Instructions to follow –
Output the records, every one, exactly as given.

Data for analysis –
[Start of section]

PR #634, opened 2020-06-16
show indicator progress on the risk cell

aleksandr-tikhonov:
Hi,

This PR adds missed progress indicator to risk cell.

Screenshot 2020-06-16 at 10 35 08

### DIFF
--- a/src/xcode/ENA/ENA/Source/Models/Home/HomeRiskCellConfigurator/HomeRiskCellConfigurators/HomeLowRiskCellConfigurator.swift
+++ b/src/xcode/ENA/ENA/Source/Models/Home/HomeRiskCellConfigurator/HomeRiskCellConfigurators/HomeLowRiskCellConfigurator.swift
@@ -70,7 +70,8 @@ final class HomeLowRiskCellConfigurator: HomeRiskLevelCellConfigurator {
 			let numberDaysString = String(numberDays)
 			let totalDaysString = String(totalDays)
 			let saveDays = String(format: AppStrings.Home.riskCardLowSaveDaysItemTitle, numberDaysString, totalDaysString)
-			let item2 = HomeRiskImageItemViewConfigurator(title: saveDays, titleColor: titleColor, iconImageName: "Icons_TracingCircleFull - Dark", iconTintColor: titleColor, color: color, separatorColor: separatorColor)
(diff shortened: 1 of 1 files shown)


inf2381 (approved):

src/xcode/ENA/ENA/Source/Models/Home/HomeRiskCellConfigurator/HomeRiskCellConfigurators/HomeLowRiskCellConfigurator.swift
```diff
@@ -70,7 +70,8 @@ final class HomeLowRiskCellConfigurator: HomeRiskLevelCellConfigurator {
 			let numberDaysString = String(numberDays)
 			let totalDaysString = String(totalDays)
 			let saveDays = String(format: AppStrings.Home.riskCardLowSaveDaysItemTitle, numberDaysString, totalDaysString)
-			let item2 = HomeRiskImageItemViewConfigurator(title: saveDays, titleColor: titleColor, iconImageName: "Icons_TracingCircleFull - Dark", iconTintColor: titleColor, color: color, separatorColor: separatorColor)
+			let progressImage: String = numberDays >= totalDays ? "Icons_TracingCircleFull - Dark" : "Icons_TracingCircle-Dark_Step \(numberDays)"
+			let item2 = HomeRiskImageItemViewConfigurator(title: saveDays, titleColor: titleColor, iconImageName: progressImage, iconTintColor: titleColor, color: color, separatorColor: separatorColor)
```
ChristianKienle, line 74: We could re-use the circular progress indicator @haosap wrote - right? :)

ChristianKienle (approved):

src/xcode/ENA/ENA/Source/Models/Home/HomeRiskCellConfigurator/HomeRiskCellConfigurators/HomeLowRiskCellConfigurator.swift
EisvogelSAP: I wouldn't suggest that, as it is not aligned with the iconography. Also it is more difficult to to a custom view at this point (same goes for risk detail) than sticking with icons.

PR #639, opened 2020-06-16
fix(localization): ExposureSubmissionError_NoRegistrationToken

svewag:
use "Registrierungs-Token" instead of "Registrations-Token"


ChristianKienle (approved):

ChristianKienle (changes requested):
Revoking my previous review... should this go into master?

haosap:
Hi @steins-code ,
Any text changes should be aligned with translator?

haosap:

[End of section]

Task solution –
PR #634, opened 2020-06-16
show indicator progress on the risk cell

aleksandr-tikhonov:
Hi,

This PR adds missed progress indicator to risk cell.

Screenshot 2020-06-16 at 10 35 08

### DIFF
--- a/src/xcode/ENA/ENA/Source/Models/Home/HomeRiskCellConfigurator/HomeRiskCellConfigurators/HomeLowRiskCellConfigurator.swift
+++ b/src/xcode/ENA/ENA/Source/Models/Home/HomeRiskCellConfigurator/HomeRiskCellConfigurators/HomeLowRiskCellConfigurator.swift
@@ -70,7 +70,8 @@ final class HomeLowRiskCellConfigurator: HomeRiskLevelCellConfigurator {
 			let numberDaysString = String(numberDays)
 			let totalDaysString = String(totalDays)
 			let saveDays = String(format: AppStrings.Home.riskCardLowSaveDaysItemTitle, numberDaysString, totalDaysString)
-			let item2 = HomeRiskImageItemViewConfigurator(title: saveDays, titleColor: titleColor, iconImageName: "Icons_TracingCircleFull - Dark", iconTintColor: titleColor, color: color, separatorColor: separatorColor)
(diff shortened: 1 of 1 files shown)


inf2381 (approved):

src/xcode/ENA/ENA/Source/Models/Home/HomeRiskCellConfigurator/HomeRiskCellConfigurators/HomeLowRiskCellConfigurator.swift
```diff
@@ -70,7 +70,8 @@ final class HomeLowRiskCellConfigurator: HomeRiskLevelCellConfigurator {
 			let numberDaysString = String(numberDays)
 			let totalDaysString = String(totalDays)
 			let saveDays = String(format: AppStrings.Home.riskCardLowSaveDaysItemTitle, numberDaysString, totalDaysString)
-			let item2 = HomeRiskImageItemViewConfigurator(title: saveDays, titleColor: titleColor, iconImageName: "Icons_TracingCircleFull - Dark", iconTintColor: titleColor, color: color, separatorColor: separatorColor)
+			let progressImage: String = numberDays >= totalDays ? "Icons_TracingCircleFull - Dark" : "Icons_TracingCircle-Dark_Step \(numberDays)"
+			let item2 = HomeRiskImageItemViewConfigurator(title: saveDays, titleColor: titleColor, iconImageName: progressImage, iconTintColor: titleColor, color: color, separatorColor: separatorColor)
```
ChristianKienle, line 74: We could re-use the circular progress indicator @haosap wrote - right? :)

ChristianKienle (approved):

src/xcode/ENA/ENA/Source/Models/Home/HomeRiskCellConfigurator/HomeRiskCellConfigurators/HomeLowRiskCellConfigurator.swift
EisvogelSAP: I wouldn't suggest that, as it is not aligned with the iconography. Also it is more difficult to to a custom view at this point (same goes for risk detail) than sticking with icons.

PR #639, opened 2020-06-16
fix(localization): ExposureSubmissionError_NoRegistrationToken

svewag:
use "Registrierungs-Token" instead of "Registrations-Token"


ChristianKienle (approved):

ChristianKienle (changes requested):
Revoking my previous review... should this go into master?

haosap:
Hi @steins-code ,
Any text changes should be aligned with translator?

haosap:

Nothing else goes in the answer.